QUARESMA DE SÃO MIGUEL ARCANJO, UMA TRADIÇÃO FRANCISCANA
As Fontes Franciscanas relatam que entre 15 de agosto e 29 de setembro, Francisco de Assis dirige-se ao Monte Alverne com Frei Leão e Frei Rufino a fim de fazer uma quaresma de oração e jejum em honra de São Miguel. Na proximidade de 14 de setembro, festa da Exaltação da Santa Cruz, Francisco tem a visão do Serafim Alado e Crucificado e recebe os estigmas.
A Quaresma a São Miguel Arcanjo é um tempo especial de oração e penitência.

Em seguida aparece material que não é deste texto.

PR #25, opened 2016-05-11
resolve class not found issues

devisnik:
Did some tweaking to make it work. 

I moved `BuildProperties` into `BuildPropertiesConfig`, for now only exposing `getInt`. Not sure if this makes sense.

### DIFF
--- a/BuildProperties/buildSrc/src/main/groovy/com/novoda/buildproperties/BuildProperties.groovy
+++ b/BuildProperties/buildSrc/src/main/groovy/com/novoda/buildproperties/BuildProperties.groovy
@@ -14,13 +14,13 @@ class BuildProperties {
     final URI uri;
     final Configuration configuration;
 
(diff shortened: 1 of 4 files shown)


frapontillo:
The purpose of this spike is to make the plugin populate the `project.buildProperties` automatically from one or more properties files.
This is done using a apache commons library.

In your code, though, that library is never called, therefore it's not crashing because it never attempts to call the classes that aren't found.

I have written a decent README that explains what I'm trying to achieve and how to do it. The only issue now seems to be that plugin dependencies aren't resolved by the project applying the plugin.

frapontillo:
Closing this since it turns out it's not something we can solve, it being related to how Apache Commons loads classes (probably reflection): http://stackoverflow.com/questions/37181611/gradle-throws-classnotfoundexception-using-a-plugin-with-dependencies

PR #26, opened 2016-05-12
React/PT-69/Tweets list

danybony:
This PR adds two components shared for both iOS and Android:

- a tweets list component, which in the constructor initialises a mock set of data with a structure similar to the real Twitter data for the home tweet feed
- a single tweet item component, which displays some of the tweet data given a single row passed from the list

Screenshots: 

| iOS | Android |
| --- | --- |
| screen shot 2016-05-11 at 12 35 26 | screen shot 2016-05-11 at 12 35 06 |

Paired with: 
@me


me:
Lies! You didn't pair with @me!

PR #30, opened 2016-05-12
Firebase/Add the iOS App

dominicfreeston:
I've naughtily been working in a local repo, so here's the state of work so far:

PT-89/ User can post and receive messages
~~PT-90/ User can write a name in order to identifiy~~
PT-91/ After login user can see whole history
PT-93/ User can authenticate with Google (overrides PT-90)

We've made the decision not to commit Pods, because
a) this is a shared repo, it would be annoying for everyone to have to download dependencies
b) it references Pods that need pre-release credentials, so only properly authorised users should be able to build it

`GoogleService-Info.plist` can be obtained from the Firebase console.

Same as #27 but against `firebase/develop`
Checks have failed because of React spike PRB - we don't actually have any tests 😱 

simulator screen shot 13 may 2016 14 53 23

### DIFF
--- a/Firebase/ios/.gitignore
+++ b/Firebase/ios/.gitignore
@@ -1,0 +1,41 @@
+## Firebase
+GoogleService-Info.plist
+
+## Pods (remove if you want to commit them)
+Pods/
+
+## OS X
+.DS_Store
+
+## Build generated
+build/
+DerivedData
+*.orig
+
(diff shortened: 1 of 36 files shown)


amlcurran:
no screenshots?

dominicfreeston:
screen shot added

PR #35, opened 2016-05-12
Access token Request

eduardb:
We created two helper classes for the Twitter login flow. One that is a generic oauth helper, that creates a signature for a request and builds an authorization header. The second one is is for creating signed request to the Twitter API. For now we only have implemented the `requestToken` method that will provide a token for us to be used with login in the future.

We wrote tests for the `PercentEncoder` and `OauthHelper`, but we had to comment out the later ones because they were failing due to some react native stuff (CryptoJS to be more specific).

To test this functionality, we have included a debug screen accessible from the main screen (Oauth)

| iOS | Android |
| --- | --- |
| may-12-2016 17-36-15 | ezgif com-video-to-gif 1 |

Paired with @gbasile

### DIFF
--- a/ReactNative/ReactTwitter/__tests__/core/service/oauth-helper.test.js
+++ b/ReactNative/ReactTwitter/__tests__/core/service/oauth-helper.test.js
@@ -1,0 +1,38 @@
+jest.unmock('../../../core/service/oauth-helper.js')
+var OauthHelper = require('../../../core/service/oauth-helper.js')
+
+describe('OauthHelper', () => {
+  describe('_collectParameters', () => {
+    it('when collecting parameters', () => {
+      const params = {
+        'status': 'Hello Ladies + Gentlemen, a signed OAuth request!',
+        'include_entities': 'true',
+        'oauth_consumer_key': 'xvz1evFS4wEEPTGEFPHBog',
+        'oauth_nonce': 'kYjzVBB8Y0ZFabxSWbWovY3uYSQ2pTgmZeNu2VS4cg',
+        'oauth_signature_method': 'HMAC-SHA1',
+        'oauth_timestamp': '1318622958',
+        'oauth_token': '370773112-GmHxMAgYyLbNEtIKZeRNFsMKPR9EyMZeS9weJAEb',
+        'oauth_version': '1.0'
+      }
+      expect(OauthHelper._collectParameters(params))
+        .toBe('include_entities=true&oauth_consumer_key=xvz1evFS4wEEPTGEFPHBog&oauth_nonce=kYjzVBB8Y0ZFabxSWbWovY3uYSQ2pTgmZeNu2VS4cg&oauth_signature_method=HMAC-SHA1&oauth_timestamp=1318622958&oauth_token=370773112-GmHxMAgYyLbNEtIKZeRNFsMKPR9EyMZeS9weJAEb&oauth_version=1.0&status=Hello%20Ladies%20%2B%20Gentlemen%2C%20a%20signed%20OAuth%20request%21')
+    })
+  })
+
+  describe('getSignatureBase', () => {
+    it('when getting signature base', () => {
+      const params = {
+        'status': 'Hello Ladies + Gentlemen, a signed OAuth request!',
+        'include_entities': 'true',
+        'oauth_consumer_key': 'xvz1evFS4wEEPTGEFPHBog',
+        'oauth_nonce': 'kYjzVBB8Y0ZFabxSWbWovY3uYSQ2pTgmZeNu2VS4cg',
+        'oauth_signature_method': 'HMAC-SHA1',
+        'oauth_timestamp': '1318622958',
+        'oauth_token': '370773112-GmHxMAgYyLbNEtIKZeRNFsMKPR9EyMZeS9weJAEb',
+        'oauth_version': '1.0'
+      }
+      expect(OauthHelper._getSignatureBase('post', 'https://api.twitter.com/1/statuses/update.json', params))
+        .toBe('POST&https%3A%2F%2Fapi.twitter.com%2F1%2Fstatuses%2Fupdate.json&include_entities%3Dtrue%26oauth_consumer_key%3Dxvz1evFS4wEEPTGEFPHBog%26oauth_nonce%3DkYjzVBB8Y0ZFabxSWbWovY3uYSQ2pTgmZeNu2VS4cg%26oauth_signature_method%3DHMAC-SHA1%26oauth_timestamp%3D1318622958%26oauth_token%3D370773112-GmHxMAgYyLbNEtIKZeRNFsMKPR9EyMZeS9weJAEb%26oauth_version%3D1.0%26status%3DHello%2520Ladies%2520%252B%2520Gentlemen%252C%2520a%2520signed%2520OAuth%2520request%2521')
+    })
+  })
+})
--- a/ReactNative/ReactTwitter/__tests__/core/service/oauth-helper.test.js
+++ b/ReactNative/ReactTwitter/__tests__/core/service/oauth-helper.test.js
@@ -1,38 +1,41 @@
 jest.unmock('../../../core/service/oauth-helper.js')
-var OauthHelper = require('../../../core/service/oauth-helper.js')
+jest.unmock('../../../core/service/percent-encoder.js')
+// var OauthHelper = require('../../../core/service/oauth-helper.js')
 
 describe('OauthHelper', () => {
-  describe('_collectParameters', () => {
-    it('when collecting parameters', () => {
-      const params = {
-        'status': 'Hello Ladies + Gentlemen, a signed OAuth request!',
-        'include_entities': 'true',
-        'oauth_consumer_key': 'xvz1evFS4wEEPTGEFPHBog',
-        'oauth_nonce': 'kYjzVBB8Y0ZFabxSWbWovY3uYSQ2pTgmZeNu2VS4cg',
-        'oauth_signature_method': 'HMAC-SHA1',
-        'oauth_timestamp': '1318622958',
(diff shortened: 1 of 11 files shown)


ReactNative/ReactTwitter/core/service/oauth-helper.js
```diff
@@ -0,0 +1,75 @@
...
+    return output
+  }
+
+  getSigningKey (method, url, params, oauthTokenSecret) {
+    let signingKey = PercentEncoder.encode(this.consumerSecret) + '&' + PercentEncoder.encode(oauthTokenSecret)
+    let signatureBase = OauthHelper._getSignatureBase(method, url, params)
+    return CryptoJS.enc.Base64.stringify(HmacSHA1(signatureBase, signingKey))
+  }
+
+  static _getSignatureBase (method, url, params) {
```
danybony: Is this static for the tests?

eduardb: To be honest, I wanted to avoid instantiating the class for the test, so yes 👅 
But either way, it's not using any object fields, so I don't see a reason why this shouldn't be static. Is it a bad practice?

ReactNative/ReactTwitter/core/service/percent-encoder.js
```diff
@@ -0,0 +1,7 @@
+class PercentEncoder {
```
danybony: What about `WebSafeEncoder`?

ReactNative/ReactTwitter/core/service/oauth-helper.js
```diff
@@ -0,0 +1,75 @@
...
+    return encodedParams
+  }
+
+  static _sortEncodedParams (params) {
+    params.sort((first, second) => {
+      return (first.key > second.key) ? 1 : ((second.key > first.key) ? -1 : 0)
+    })
+  }
+
+  static _joinParams (params) {
```
danybony: Is it a Javascript convention to have a method used only in the current class starting with `_`?

ReactNative/ReactTwitter/core/service/percent-encoder.js
eduardb: I used the terminology from the twitter dev docs here: https://dev.twitter.com/oauth/overview/percent-encoding-parameters

ReactNative/ReactTwitter/core/service/oauth-helper.js
eduardb: No idea, I remember that I saw that somewhere, and that's why I used it this way. Maybe @frapontillo can tell us better?

ReactNative/ReactTwitter/core/views/oauth-screen.js
```diff
@@ -0,0 +1,63 @@
...
+
+  render () {
+    return (
+      <View style={styles.container}>
+      <Button
+        style={styles.button}
+        styleDisabled={styles.button_disabled}
+        onPress={this._buttonClicked}> Request Access Token </Button>
+        <Text style={styles.normal} numberOfLines={2}>
+          Access Token: {"\n"}{this.state.accessToken}
```
danybony: Do you need to pass the `\n` as a thing to be evaluated?

eduardb: No, it's to break the line

ReactNative/ReactTwitter/core/service/oauth-helper.js
danybony: I don't know in Javascript, in general for OOP it's better to have instances of classes wit their specific methods

xrigau:
👏

ReactNative/ReactTwitter/__tests__/core/service/oauth-helper.test.js
```diff
@@ -0,0 +1,41 @@
+jest.unmock('../../../core/service/oauth-helper.js')
+jest.unmock('../../../core/service/percent-encoder.js')
+// var OauthHelper = require('../../../core/service/oauth-helper.js')
+
+describe('OauthHelper', () => {
+
+  // commented out because it's failing for a strange reason
```
xrigau: ?? why not just remove all this commented code?

eduardb: Maybe someday someone will be able to figure out how to fix the tests 💀

ReactNative/ReactTwitter/__tests__/core/service/percent-encoder.test.js
```diff
@@ -0,0 +1,17 @@
+jest.unmock('../../../core/service/percent-encoder.js')
+var PercentEncoder = require('../../../core/service/percent-encoder.js')
+
+describe('PercentEncoder', () => {
+  describe('encode', () => {
+    it('when encoding', () => {
```
frapontillo: You should really use the proper jasmine way of doing this. The pattern is:

```
it('should encode a special character', () => {
    // ...
})

it('should encode only special characters', () => {
    // ...
})

// etc
```

Don't write one `it` for multiple tests, or it'll break badly when (not if 👅) your code fails.

ReactNative/ReactTwitter/core/service/oauth-helper.js
frapontillo: I'm fairly new to ES6, or ES6 is fairly new to me, so I can't give a well formed opinion on this, but I'm good if we are going with the Java convention of making static any method that doesn't use any instance field. 👍

ReactNative/ReactTwitter/core/service/oauth-helper.js
frapontillo: It's a convention to mark private methods with an underscore, yes.

ReactNative/ReactTwitter/core/service/twitter-requests-service.js
```diff
@@ -0,0 +1,51 @@
+var OauthHelper = require('../service/oauth-helper.js')
+
+const CONSUMER_KEY = 'aqPSTs1FT2ndP7qXi247BtbXd'
```
frapontillo: I'd load these from a `config.json`, it's easy as doing `const config = require('path/to/config.json')`

ReactNative/ReactTwitter/core/service/twitter-requests-service.js
```diff
@@ -0,0 +1,51 @@
...
+    const params = {
+      'oauth_callback': CALLBACK_URL,
+      'oauth_consumer_key': CONSUMER_KEY,
+      'oauth_nonce': nonce,
+      'oauth_signature_method': 'HMAC-SHA1',
+      'oauth_timestamp': time,
+      'oauth_version': '1.0'
+    }
+
+    return fetch(url, // eslint-disable-line no-undef
```
frapontillo: You shouldn't use globals, as they are unmockable. Wrap it in your own class if you need to.

ReactNative/ReactTwitter/core/service/twitter-requests-service.js
```diff
@@ -0,0 +1,51 @@
...
+      {
+        method: 'POST',
+        headers: {
+          'Authorization': ouathHelper.buildAuthorizationHeader('post', url, params, '')
+        }
+      })
+    .then((response) => { return response.text() })
+    .then((text) => { return this._getTokenDateFromResponse(text) })
+    .catch((error) => {
```
frapontillo: Or `catch(console.error)` 😉

ReactNative/ReactTwitter/__tests__/core/service/oauth-helper.test.js
frapontillo: We can pair tomorrow if you need some help on this (should be pretty straightforward).

frapontillo:
I left a bunch of comments, feel free to address anyone you agree with, accordingly with your time availability.

eduardb:
I addressed the comments. @frapontillo I don't feel that the tests that I commented out are a priority at this exact moment. Maybe I will get back to them as soon as we finish Twitter login. If you could help then figuring out what crashes, that would be great :)

frapontillo:
👍 for me, good work!

ReactNative/ReactTwitter/core/service/oauth-helper.js
xrigau: also consider if it makes sense and if it makes it easier to read the code, don't just stick with it because it's a JS convention. Same way as we don't use mHungarian notation in android 🔍

ReactNative/ReactTwitter/core/service/oauth-helper.js
xrigau: https://github.com/novoda/spikes/pull/35/files/2fcf0e570834fdf3ca86989f74b44a4b020f5ab3#r63572724

ReactNative/ReactTwitter/__tests__/core/service/oauth-helper.test.js
xrigau: did this pairing happen?

xrigau:
👍

ReactNative/ReactTwitter/core/service/oauth-helper.js
eduardb: There is no other way to tell if a method is private or not, and for me it's very readable...

ReactNative/ReactTwitter/__tests__/core/service/oauth-helper.test.js
eduardb: Uhm, no. Maybe when Francesco comes back from I/O

ReactNative/ReactTwitter/core/service/oauth-helper.js
xrigau: 👍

Tem início, com a Festa da Assunção de Nossa Senhora em 15 de agosto e termina no dia 28 de setembro, véspera da festa em honra aos Santos Arcanjos Miguel, Gabriel e Rafael.
Segundo o Dicionário Franciscano, a existência de anjos não é problema para Francisco, que, enraizado na fé do seu tempo, familiariza-se com a ideia da existência desses seres: são irmãos atuantes no serviço de Deus, companheiros de jornada, auxílio nas dificuldades, e a eles se une por meio de vínculo amoroso.
O espírito de oração e sacrifício em São Francisco era muito grande. Tanto que realizava por ano três quaresmas – todas elas no Alverne – além de outro período de jejum e oração em honra da Mãe de Deus pela qual tinha doce e especial amor, que ia da festa de São Pedro e São Paulo até a festa da Assunção. Francisco manifesta predileção pela Porciúncula, “Santa Maria dos Anjos”, sabendo, por experiência própria, que aquele lugar era frequentemente visitado pelos anjos. Segundo o Pai Seráfico, eles são exemplos de pureza.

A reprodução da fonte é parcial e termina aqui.